By: Mikeh Odeh, Abuja.
Taiwo Oyedele, chairman of the presidential committee on tax policy and fiscal reforms, has called on the Revenue Mobilisation Allocation and Fiscal Commission (RMAFC) to prioritize finding workable solutions rather than inciting further controversy regarding the value-added tax (VAT) collection process.
On December 9, the RMAFC expressed opposition to the proposed VAT sharing formula outlined in the tax reform bills, citing potential constitutional violations. The commission asserted that the 1999 Constitution (as amended) grants it exclusive authority to determine equitable revenue sharing among the three tiers of government.
In a clarification posted on X on Wednesday, Oyedele highlighted that tax regulations predate the 1999 Constitution, despite having been in effect for over five years. He pointed out that VAT is not explicitly mentioned in the Constitution, categorizing it as a residual matter under state jurisdiction.
“VAT is paid into a special pool account and is not treated alongside other revenues that the RMAFC advises on regarding the sharing formula as stipulated in Section 162 of the 1999 Constitution,” he explained. Oyedele further compared VAT to stamp duties, which also belong to states and are shared based on 100% derivation, without requiring RMAFC involvement in determining the sharing formula.
VAT Collection Based on Consumption, Not Residence.
The committee chairman elaborated that the proposed VAT revenue-sharing formula aims to address critical issues inherent to the current VAT regime. He explained that VAT operates as a consumption-based levy, where revenue is linked to the location of consumption rather than the taxpayer’s residence or the business’s registration location.

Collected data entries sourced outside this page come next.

Issue #2592, opened 2026-01-16
desi_preproc_darks ragged nested sequences deprecation


sbailey:
From `/global/cfs/cdirs/desi/spectro/redux/daily/run/scripts/night/20260112/pdark-20260112-00331478-a0123456789-47729488.log`:

```
/global/common/software/desi/perlmutter/desiconda/20240425-2.2.0/code/desispec/main/py/desispec/scripts/preproc_darks_mpi.py:193: VisibleDeprecationWarning: Creating an ndarray from ragged nested sequences (which is a list-or-tuple of lists-or-tuples-or ndarrays with different lengths or shapes) is deprecated. If you meant to do this, you must specify 'dtype=object' when creating the ndarray.
  all_data_header_cams = np.array(all_data_header_cams)
```

At best this is a deprecated feature that will stop working in a future version of numpy.  At worst this isn't doing what we intend it to do and it is a bug.

Investigate what `all_data_header_cams` is prior to wrapping it with `np.array(...)` and what the intended result is meant to be, and update.

PR #2619, opened 2026-02-24
Fix preproc_darks_mpi.py ragged array and cleanup some MPI therein

akremin:
This fixes issue #2592 by removing the need for a numpy ragged array and instead using a simple list of lists. I also cleanup up a few typos and improved the MPI logic. 

There was reports of the job hanging due to the ragged array issue. This is a fundamental problem with having different ranks doing different tasks, if one fails the others will wait at the next blocking operation forever. The solution I have found based on a quick search is to wrap the entire code block in a try/except to catch the exceptions and then call `comm.Abort(1)` after raising the error. I have not implemented that, as I don't think we do that elsewhere in the code. But it would be a way of avoiding job hangs and having our codes exit more quickly.

Finally, the code now works in the current `main` environment. It fails in the `test-main` environment for `m1` due to a seemingly unrelated error with MPI and cuda:

```
  File "/global/homes/k/kremin/desi/python/desispec/bin//desi_proc", line 13, in <module>
    sys.exit(proc.main(args))
             ~~~~~~~~~^^^^^^
  File "/global/homes/k/kremin/desi/python/desispec/py/desispec/scripts/proc.py", line 111, in main
    comm, rank, size = assign_mpi(do_mpi=args.mpi, do_batch=args.batch, log=log)
                       ~~~~~~~~~~^^^^^^^^^^^^^^^^^^^^^^^^^^^^^^^^^^^^^^^^^^^^^^^
  File "/global/homes/k/kremin/desi/python/desispec/py/desispec/workflow/desi_proc_funcs.py", line 170, in assign_mpi
    from mpi4py import MPI
ImportError: libcudart.so.12: cannot open shared object file: No such file or directory
```

Because the error is unrelated and more about packages than this code, I would like to merge this and resolve this new issue independently.

### DIFF
--- a/py/desispec/scripts/preproc_darks_mpi.py
+++ b/py/desispec/scripts/preproc_darks_mpi.py
@@ -34,7 +34,7 @@ def preproc_darks_parser():
     parser.add_argument('-n', '--nights', type=str, default = None, required=False,
                         help='Comma separated list of YEARMMDD nights where we find the darks to run through preproc')
     parser.add_argument('--reference-night', type=int, default = None, required=False,
-                        help='YEARMMDD reference night defining the hardware state for this dark frame (default is most recent, option cannot be set at the same time as reference-expid)')
+                        help='YEARMMDD reference night defining the hardware state for this dark frame (default is most recent)')
     parser.add_argument('-c','--camword', type=str, required = True,
                         help = 'cameras to process, e.g. a0123456789')
     parser.add_argument('--bias', type = str, default = None, required=False,


sbailey (approved):
The core issue of `all_data_header_cams` being a ragged array is fixed and looks good.

I did not review all the interactions with copilot, but the final result also looks good.

Let's save the MPI robustness for a separate PR.  In general we do not use `comm.Abort(1)` because that is a really hard MPI exit. That might be fine for a single script that really should crash, but it prevents that script from being wrapped in a larger parallel job in the future.  Elsewhere we wrap things in try/except and increment an error counter that gets summed across ranks, and then the script returns the total number of errors encountered.  Outer wrappers can decide what to do with that.

I have not been able to reproduce the test-main + desi_proc mpi4py crash. Please post the exact command run.  I agree that if this works with main and the crash is specific to test-main, we could merge this anyway and debug that separately.

akremin:
I can't reproduce the error now using test-main with the updates from this PR, nor can I reproduce it using a smaller toy example. I was doing some environment manipulations under-the-hood in my PR testing, so it is possible that there were old and new desiconda packages competing and causing incompatibilities. Since I can't reproduce the error, I will not create a spinoff ticket. Here's to hoping that it was an issue with my environment during testing.

PR #2636, opened 2026-02-27
Replace binary_closing with closing.

### LINKED ISSUE #2620: skimage.morphology.binary_closing renamed to closing
While testing desispec with skimage/0.26.0:
```
  /global/common/software/desi/users/sjbailey/desispec/py/desispec/joincosmics.py:158: FutureWarning: `binary_closing` is deprecated since version 0.26 and will be removed in version 0.28. Use `skimage.morphology.closing` instead.
    bc = bc | binary_closing(bmask, footprint=se.se)
```

It looks like a simple rename, but double check that they didn't also change the API, and also check for backwards compatibility with skimage/0.22.0 (our current default version).

dylanagreen:
This simple PR replaces binary_closing with closing everywhere to fix #2620. To maintain compatibility with the "redefined" interface for when skimage is not in the environment, I also renamed `binary_closing` there to `closing`.

### DIFF
--- a/py/desispec/joincosmics.py
+++ b/py/desispec/joincosmics.py
@@ -17,7 +17,7 @@ from desispec.maskbits import specmask
 
 try:
     # Note: scikit-image is not part of desiconda.
-    from skimage.morphology import binary_closing
+    from skimage.morphology import closing
     from skimage import __version__ as _skimage_version
 except ImportError as e:
     _skimage_version = '0.0.0'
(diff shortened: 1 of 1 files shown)


sbailey (approved):
I was curious so I also confirmed that `closing` and `binary_closing` are equivalently fast.  Originally `binary_closing` was optimized for binary input, but `closing` does just as well now.

PR #2641, opened 2026-03-02
Bias runtime

jbanovetz:
This updates the `batch` and `batch_writer` script so that bias jobs have a shorter wall time (less than 30 minutes so that they can be run in the debug queue). This changes some of the parameters used to calculate the time and also fixes an issue that only one node was being asked when 2 were needed for biases.

Testing on my own prod, I get 2 nodes for all the jobs (both `biasnight` and `biaspdark`) and wall times of 15-20 minutes depending on if there were `pdarks` that needed to happen.

### DIFF
--- a/py/desispec/workflow/batch_writer.py
+++ b/py/desispec/workflow/batch_writer.py
@@ -511,7 +511,8 @@ def create_ccdcalib_batch_script(night, expids, camword='a0123456789',
         cte_expstr = ','.join(np.array(cte_expids).astype(str))
         cmd = f"desi_fit_cte_night -n {night} -c {camword} -e {cte_expstr}"
         script_body += wrap_command_for_script(cmd, nodes, ntasks=ntasks, threads_per_task=threads_per_task, stepname='ctecorr')
-
+    if nodes==0:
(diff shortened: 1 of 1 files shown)


py/desispec/workflow/batch_writer.py
```diff
@@ -505,7 +511,8 @@ def create_ccdcalib_batch_script(night, expids, camword='a0123456789',
         cte_expstr = ','.join(np.array(cte_expids).astype(str))
         cmd = f"desi_fit_cte_night -n {night} -c {camword} -e {cte_expstr}"
         script_body += wrap_command_for_script(cmd, nodes, ntasks=ntasks, threads_per_task=threads_per_task, stepname='ctecorr')
-
+    if nodes==0:
+        log.critical('No nodes allocated for job, exiting without writing script')
```
sbailey: `log.critical` just prints the log message, but it doesn't actually raise an exception or change the code flow.  Note that if we made the above suggestion of starting with nodes=1 and then using `max(nodes, ...)` this should be changed to check the runtime as the belt-and-suspenders measure.

PR #261, opened 2016-04-03
Fix #192: Update README:  how to set up a PostgreSQL database

### LINKED ISSUE #192: Update readme to include instructions on how to create PostgreSQL database
The settings have been changed to use PostgreSQL instead of SQLite. It would be helpful to add instructions on how to install and create a database locally as using PostgreSQL is not as straightforward as SQLite.

collateraldamadge:
Updated README:  "Setting up a development environment" section now includes instructions on how to set up a local PostgreSQL database.

Thanks a lot for the project!

### DIFF
--- a/README.md
+++ b/README.md
@@ -71,7 +71,22 @@ Create a new virtual environment if needed. Then, install all the required depen
 
     pip install -r requirements.txt
 
-Create your database:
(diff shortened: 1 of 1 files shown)


olasitarska:
Thanks!

Issue #256, opened 2016-04-03
After setting applicant status, counter is not reset


helenst:
When you click checkboxes to select applicants on the Applications page, the number selected is shown at the top of the page.

When you choose the status and click "Apply", the statuses are changed and the applicant check boxes are deselected but the counter is not returned to zero.

This is not a big problem as the counter resets when you start clicking boxes again, but it might make a nice quick fix for somebody! :zap:

PR #270, opened 2016-04-23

“VAT consumption needs to be determined based on taxpayer residence. This is not the case with VAT or any consumption tax, unlike income tax,” Oyedele stated.
He illustrated that purchasing an asset in Lagos for use in Kano does not complicate VAT collection, as the system has mechanisms for input and output VAT that attribute revenue to the appropriate jurisdiction based on incremental value added.
“There is no need for technology to track the location of consumption; every eligible business will simply indicate the location of sales in its VAT returns, as stipulated under Section 22(12) of the Nigeria Tax Administration Bill,” he added.
Oyedele argued that it is impractical to link VAT collections to end-user locations, especially for services or digital goods that are inherently intangible.
Regarding the distribution of VAT revenue among states, he clarified that it is based on a formula of 20% derivation, 50% equality, and 30% population, contrary to the RMAFC’s assertion of a 50% derivation, 35% population, and 15% equality formula.
He acknowledged the RMAFC’s previous efforts, including a nationwide consultation on the review of the federation revenue sharing formula, which excluded VAT from the discussion despite evident inequities. “The outcome of the revenue-sharing consultation remains unresolved years later,” he noted.
With ongoing disputes surrounding VAT administration, Oyedele emphasized the need for a political solution to mitigate the risk of the tax being deemed a state-administered levy. He urged the RMAFC to engage in constructive dialogue with key stakeholders to reach a broadly acceptable resolution.
In closing, Oyedele called for a collaborative and objective approach during this period, focusing on finding workable solutions while avoiding further controversies, ultimately striving to advance Nigeria’s economic progress.